Cuban scenery

Unlike most other countries with a presence in the category, Cuba has a very precise method when it comes to making rums, producing terroir-driven styles from around the island. Ian Burrell has the details


Few categories have one principal flag-bearer, but over the past quarter century Cuban rum has been one. The Havana Club story – internationally, anyway – began in 1993 when Pernod Ricard and the Cuban government joined forces (Cubaron) to bring Cuban rum to the world.  But nearly 30 years on, things are changing. With launches from some of the world’s largest spirits companies, we are only now witnessing this category’s depth and breadth.

What is Cuban rum?

There have been many attempts to categorise rum. From the meaningless white, gold and dark to the colonialist titles of English, Spanish and French. But the best approach is to borrow from the way whiskies of the world are categorised – by place of origin or geographical indication. Cuban rum, or the process of making rums the ‘Cuban way’, is distinct – and by far the most popular style of rum making in the world, at least in terms of volumes sold.

Rums from the Dominican Republic, Panama, Nicaragua and Puerto Rico have been influenced by the Cuban style of rum, which tends to lean towards a light, dry and refined profile. They are a far cry from the pot stilled-influenced high ester or heavy rums associated with Jamaica, Guyana or St Lucia, nor are they as grassy, vegetal like rhum agricoles from Martinique or Guadeloupe.

The real skill of making rum the Cuban way is the knowledge of blending multiple aged rums, as well as the masterful use of old barrels. It might be easier to obtain wood-extracted flavours from a new or lightly used barrel, but  Cuban-style rum makers seek out the oldest, almost neutral casks to create a lighter profile and minimise the big vanilla woody notes associated with other styles of rum. 

How is Cuban rum made?

The traditional Cuban style is to double age. Similar to the rums of Puerto Rico, Cuban rum uses two different types of column distillate. The first, known as aguardiente (Spanish for ‘fire water’), comes off the still at around 75% abv and is quite aromatic, flavourful, oily and has aromas of ripe sugarcane.

The second type of distillate, known as destilado de caña or redistillado is made in a modern, multi-column still, and is a much higher proof 95% abv as well as being lighter in flavour with subtle aromas. Unlike cane spirits in countries such as Jamaica, Barbados, Martinique and Guadeloupe, neither the 75% abv nor the 95% abv distillate is thought of as rum at this stage, as per the official Cuban definition.

The spirits are aged for a minimum of two years by law, and are then filtered then re-aged in old American oak barrels. Some Cuban rum brands will add unaged cane spirit to aged rum to create a flavour profile or ‘base’ to be re-aged accordingly.

Related article:

Which Cuban rums should I have on my back bar?
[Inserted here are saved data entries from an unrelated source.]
PR #3642, opened 2020-08-30
Convert GS Settings dialog to use wxwidgets

arcum42:
This scraps the old gtk GSdx dialog box, and replaces it with a wx version.

Current issues:
While I added in tooltips, they don't seem to actually be showing for some reason.
It still has the code for adding the pictures into a gtk resource and bundling them with the program, and the wx dialog does not use those pictures. Instead, it adds a logo if it finds one in the plugin folder. It's entirely possible we may want to remove the logo anyways, so not a major issue.

Otherwise, the dialog box should be hooked up and working, and I felt it was a good idea to go ahead and open the pr for it and get more eyes on it, though I would like to have the tooltip issue resolved before actually merging.


arcum42:
Without logo:
gsdx-nologo

With logo:
gsdx-logo

lightningterror:
With logo looks better, also for adapter maybe comment it out until it's used?

tadanokojin:
I mentioned before in discord, but I prefer if we just got rid of the branding. It's kind of pointless for the direction we are going. Do you need help with the adapter stuff?

arcum42:
With the logo, the current code shows the logo as in the second screenshot if it sees a copy of logo-ogl.bmp in the plugin folder, otherwise you get the first screenshot. 

If we don't want the logo, then leaving it as is would be fine. If we do, the choices would either be dropping a copy of that picture in that folder, or rewriting the resource code to pull it in to be wx, which will rather be a pain, though I'm sure the main program does that, so I could potentially figure out how to do it from that.

As far as the adapter goes, depends how far we're going to go with it. If we want to leave it as nonfunctional, I could disable it or hide it, I suppose. If we want to be able to pick a video card from it for OpenGL, that I could probably use help with. I mainly implemented it for later use if we replace the windows dialog box with it as well.

Still baffled by the fact the tooltips aren't working...

tadanokojin:
Driver selects the adapter for GL so you might as well nop it out of Linux (VK can select an adapter later down the line). Really it's just DX. That's why I'm asking if you need my help on it since that's obviously going to be win only :P

arcum42:
Well, making this dialog work in Windows is probably outside the scope of this pr. I was figuring I may go back later, and convert the various wx plugin dialog boxes to be used for windows as well in a separate pr or prs, and when we get to that point, I could probably use help on getting the adapters working.

tadanokojin:
Fair enough, thought I'd ask since I saw the adapter code.

arcum42:
Not saying I'd object if code to make the whole thing work in windows as well got dropped into the branch, mind you. :p 

Technically, I can work in windows, it just involves going to a different computer with a development environment I'm less comfortable with and only one monitor hooked up. I figure if I'm going to do that, might as well get it all out of the way at the same time...

tellowkrinkle:
Working on macOS as well 
image

arcum42:
Cool. TBH, I think it looks better in the Mac OS screenshot than in Linux...

tadanokojin:
I took a quick look at windows and it looks like character encoding is going to make this a pain. I couldn't get wx to compile with multibyte (what gsdx currently uses) and it would require some work to get it to compile with unicode so maybe you are wise to hold off on it for a little bit.

plugins/GSdx/Window/GSwxDialog.cpp
```diff
@@ -0,0 +1,917 @@
...
+ *  You should have received a copy of the GNU General Public License
+ *  along with GNU Make; see the file COPYING.  If not, write to
+ *  the Free Software Foundation, Inc., 51 Franklin Street, Fifth Floor, Boston, MA  02110-1301, USA USA.
+ *  http://www.gnu.org/copyleft/gpl.html
+ *
+ */
+
+#include "GSwxDialog.h"
+
+void add_tooltip(wxWindow *widget, int tooltip)
```
tadanokojin, line 23: I think it would be good to make these helper functions static or use an anonymous namespace so it is unique to the translation unit

plugins/GSdx/Window/GSwxDialog.cpp
```diff
@@ -0,0 +1,917 @@
...
+    tab_box->Add(hacks_check, wxSizerFlags().Left());
+    tab_box->Add(rend_hacks_box, wxSizerFlags().Centre().Expand());
+    tab_box->Add(upscale_hacks_box, wxSizerFlags().Centre().Expand());
+
+    SetSizerAndFit(tab_box);
+    Bind(wxEVT_SPINCTRL, &HacksTab::CallUpdate, this);
+    Bind(wxEVT_CHECKBOX, &HacksTab::CallUpdate, this);
+}
+
+void HacksTab::CallUpdate(wxCommandEvent &event)
```
tadanokojin, line 288: You can do something like
```cpp
void HacksTab::CallUpdate(wxCommandEvent& /*event*/)
{
}
```

It'll save you a compiler warning. Same goes for anywhere else this occurs. It's a minor thing though so I'll leave it up to you.

plugins/GSdx/GS.cpp
```diff
@@ -45,6 +45,7 @@ static HRESULT s_hr = E_FAIL;
 #include "Window/GSWndEGL.h"
 
 extern bool RunLinuxDialog();
+extern bool RunwxDialog();
```
tadanokojin, line 48: You don't really need the extra extern here. You already extern it in the header, so you can just include the header and you'll have the function. I prefer it that way anyway.

plugins/GSdx/Window/GSwxDialog.cpp
arcum42: I moved them to an anonymous namespace. Since my header has lots of "Type *name, *name2, *name3, *name4; ", trying to put the * on the Type starts looking fairly inconsistent. I just ran the files through clang-format, though, so they should adhere to any standards set in the format file now.

plugins/GSdx/Window/GSwxDialog.cpp
arcum42: Done.

plugins/GSdx/GS.cpp
arcum42: Taken care of, and I removed the commented old code while I was at it.

arcum42:
The main blocker on this one is that the tooltips aren't working, btw. Not sure I actually have put tooltips in any wx dialog that's in a plugin before, though, so it could very well be that something with that's blocking it.

tellowkrinkle:
I rebased and cleaned up the code a bit

Tooltips seem to work fine on macOS, have you checked to see if PCSX2's main UI's tooltips work for you?

arcum42:
@tellowkrinkle 
Thanks!

Checked out the branch and did a clean build. Still seems like no tooltips. My main thought was that once GSdx is merged, we'll see how it does as far as tooltips with the merged version, because I've had this feeling it might have to do with being in a plugin and not part of the main program...

arcum42:
Rebasing this branch seemed tricky enough that I just copied the changes to a wx-gs branch instead...

arcum42:
Since the rebase has been taken care of, I'll delete the other branch I made.

Tooltips are sort of working half the time and not working the other half for me on Linux. At this point, I'd be fine with just moving forward with merging it if that's the only issue. I'm sure we'll rewrite without wx later anyways...

pcsx2/GS/Window/GSwxDialog.cpp
```diff
@@ -0,0 +1,659 @@
...
+
+void DebugTab::Update()
+{
+	m_ui.Update();
+	if (end_dump_spin->GetValue() < start_dump_spin->GetValue())
+		end_dump_spin->SetValue(start_dump_spin->GetValue());
+}
+
+Dialog::Dialog()
+	: wxDialog(nullptr, wxID_ANY, "GS Config", wxDefaultPosition, wxDefaultSize, wxCAPTION | wxCLOSE_BOX | wxRESIZE_BORDER)
```
Florin9doi, line 541:
```suggestion
	: wxDialog(nullptr, wxID_ANY, "Graphics Settings", wxDefaultPosition, wxDefaultSize, wxCAPTION | wxCLOSE_BOX | wxRESIZE_BORDER)
```

tadanokojin:
> At this point, I'd be fine with just moving forward with merging it if that's the only issue.

Gotta sneak a commit before that for making the adapter selection work on windows.

> Tooltips are sort of working half the time and not working the other half for me on Linux. 

I wanna pull them out of the resource header and inline them. Eventually I wanna get us setup for translations there but it can wait.

arcum42:
Yeah, we'll want to take care of anything still needed for getting it to work properly on Windows first, and any other touchups that are needed. I'll be glad to see things out of that resource file, too...

pcsx2/GS/Renderers/DX11/D3D.cpp
```diff
@@ -0,0 +1,133 @@
...
+		// we use CreateDXGIFactory2 because we assume at least windows 8.1 anyway
+		CComPtr<IDXGIFactory2> factory;
+		HRESULT hr = CreateDXGIFactory2(flags, IID_PPV_ARGS(&factory));
+
+		// if we failed to create a factory with debug support
+		// try one without
+		if (FAILED(hr) && debug)
+		{
+			fprintf(stderr, "D3D: failed to create debug dxgi factory, trying without debugging\n");
+			hr = CreateDXGIFactory2(0, IID_PPV_ARGS(&factory));;
```
tadanokojin, line 24: note to self

pcsx2/GS/Window/GSwxDialog.h
```diff
@@ -0,0 +1,204 @@
...
+	};
+
+	class Dialog : public wxDialog
+	{
+		GSUIElementHolder m_ui;
+
+		wxBoxSizer* m_top_box;
+		wxChoice* m_renderer_select;
+		wxChoice* m_adapter_select;
+		wxArrayString m_adapter_arr_string;
```
tadanokojin, line 182: note to self

tadanokojin:
I added the adapter select but there's still win32 problems.

For one the tab text rendering is broken:
image

Additionally, this would remove a bunch of UX from the Windows config. Namely things are no longer contextually disabled anymore. For example it's possible now to enable hw hacks while the sw renderer is selected or to enable trilinear with d3d hw selected.

pcsx2/GS/Window/GSwxDialog.cpp
```diff
@@ -0,0 +1,713 @@
...
+	skip_y_spin = m_ui.addSpin(skip_box, "UserHacks_SkipDraw",        0, 10000, 0, IDC_SKIPDRAWHACK,   hacks_check);
+
+	rend_hack_choice_grid->Add(skip_box);
+
+	// Upscale Hacks:
+	m_ui.addComboBoxAndLabel(upscale_hack_choice_grid, "Half-Pixel Offset:", "UserHacks_Half_Bottom_Override", &theApp.m_gs_offset_hack, IDC_OFFSETHACK,   hacks_check);
+	m_ui.addComboBoxAndLabel(upscale_hack_choice_grid, "Round Sprite:",      "UserHacks_round_sprite_offset",  &theApp.m_gs_hack,        IDC_ROUND_SPRITE, hacks_check);
+
+	// Texture Offsets
+	add_label(this, upscale_hack_choice_grid, "Texture Offsets:", IDC_TCOFFSETX);
```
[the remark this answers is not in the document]
tellowkrinkle: Added

lightningterror (commented):
Regarding the TC Offset hack, currently it is allowed to be changed on master and not greyed out on native res, rest are.

In Debug/OGL Geometry shader, Image load store, Sparse texture should be greyed out in Null and D3D.

Cosmetics:
Maybe the upper ones width can be increased to match the lower ones
image

I guess nothing can be done with the gap on d3d blending option?
image

For TC offsets, maybe a space between X: and the button, and Y: space between both buttons.

There are some other alignments or increasing with of spin buttons that can be done too but since QT is around the corner maybe they can be left out? For example in OSD increasing the width of timeout, size, max messages to match the sliders.

pcsx2/GS/Renderers/DX11/D3D.cpp
```diff
@@ -0,0 +1,120 @@
+#include "PrecompiledHeader.h"
```
lightningterror, line 1: Missing copyright header.

pcsx2/GS/Renderers/DX11/D3D.h
```diff
@@ -0,0 +1,25 @@
+#pragma once
```
lightningterror, line 1: Ditto.

pcsx2/GS/Window/GSwxDialog.cpp
```diff
@@ -0,0 +1,755 @@
+/*
```
lightningterror, line 1: Inconsistent copyright header, should be
https://github.com/PCSX2/pcsx2/blob/master/pcsx2/GS/GS.cpp

pcsx2/GS/Window/GSwxDialog.h
```diff
@@ -0,0 +1,216 @@
+/*
```
lightningterror, line 1: Ditto.

pcsx2/GS/Window/GSwxDialog.cpp
```diff
@@ -0,0 +1,755 @@
...
+void GSUIElementHolder::DisableAll()
+{
+	for (const UIElem& elem : m_elems)
+	{
+		if (elem.prereq)
+			elem.control->Enable(false);
+	}
+}
+
+RendererTab::RendererTab(wxWindow* parent)
```
lightningterror, line 242: Would be nice to fix codacy warning too.

lightningterror (commented):
Would be nice to fix the codacy warning, also the gl options sparse texture, geometry shader, image load store should be available on release builds, so it's better to hide the debug block portion instead of the whole tab.

refractionpcsx2:
> Would be nice to fix the codacy warning, also the gl options sparse texture, geometry shader, image load store should be available on release builds, so it's better to hide the debug block portion instead of the whole tab.

I suggest rearranging the tab if it's gonna look weird if you cut it out. Debug stuff should probably be at the bottom anyway.

pcsx2/GS/Window/GSwxDialog.cpp
```diff
@@ -0,0 +1,802 @@
...
+		m_blend_mode.second->Show();
+	}
+#endif
+}
+
+HacksTab::HacksTab(wxWindow* parent)
+	: wxPanel(parent, wxID_ANY)
+	, m_ui(this)
+{
+	int space = wxSizerFlags().Border().GetBorderInPixels();
```
lightningterror, line 343: Can be marked as const, same for others applicable.

lightningterror (approved):
Aside from the minor tweaks that can be done, looks good.

JordanTheToaster (approved):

After years of negotiations, companies such as Diageo with Ron Santiago de Cuba, Moët Hennessy with Ron Eminente and Norwegian-based Island Rum Company with Ron La Progresiva de Vigia have successfully created joint ventures and partnerships with the Cuban government to exclusively distribute, sell and market their various Cuban rum brands.

Each brand is made under the strict guidelines for what defines a Cuban rum, so the use of 100% Cuban sugarcane and molasses, column still distillation only, minimum ageing of two years in American oak and a maximum bottle strength of 45% abv. But, much like Scotland has whisky made in different parts of the country that influence the flavour of the grain spirit, these Cuban rums are fermented, distilled, blended and aged in various parts of Cuba.

Their nuances are reflected by the regional profile of the terroir where they are created. On the west of the island rums are known for being intense, dry, punchy, like Havana Club 7 Year Old – perfect for various styles of classic Cuban cocktails such as the El Presidente.

Rums from the east are known for their subtle smoothness, fruity aromas and are ideal for drinking neat or with a cube of ice, like Santiago de Cuba 11.

Rums from the centre of the island, such as Eminente 7 (Villa Clara Province) and La Progresiva 13 (Ciego de Avila Province) are known for their light, fruity aromas, spices and natural sweetness, perfect for cocktails such as Daiquiris and Rum Sours.

So, in answer to the question, which one should I stock? Why not one from each region of Cuba, just as you would for scotch?

With the popularity of premium rums growing all the time, expect a few more old Cuban rum brands or new Cuban blends to appear on the market in the near future.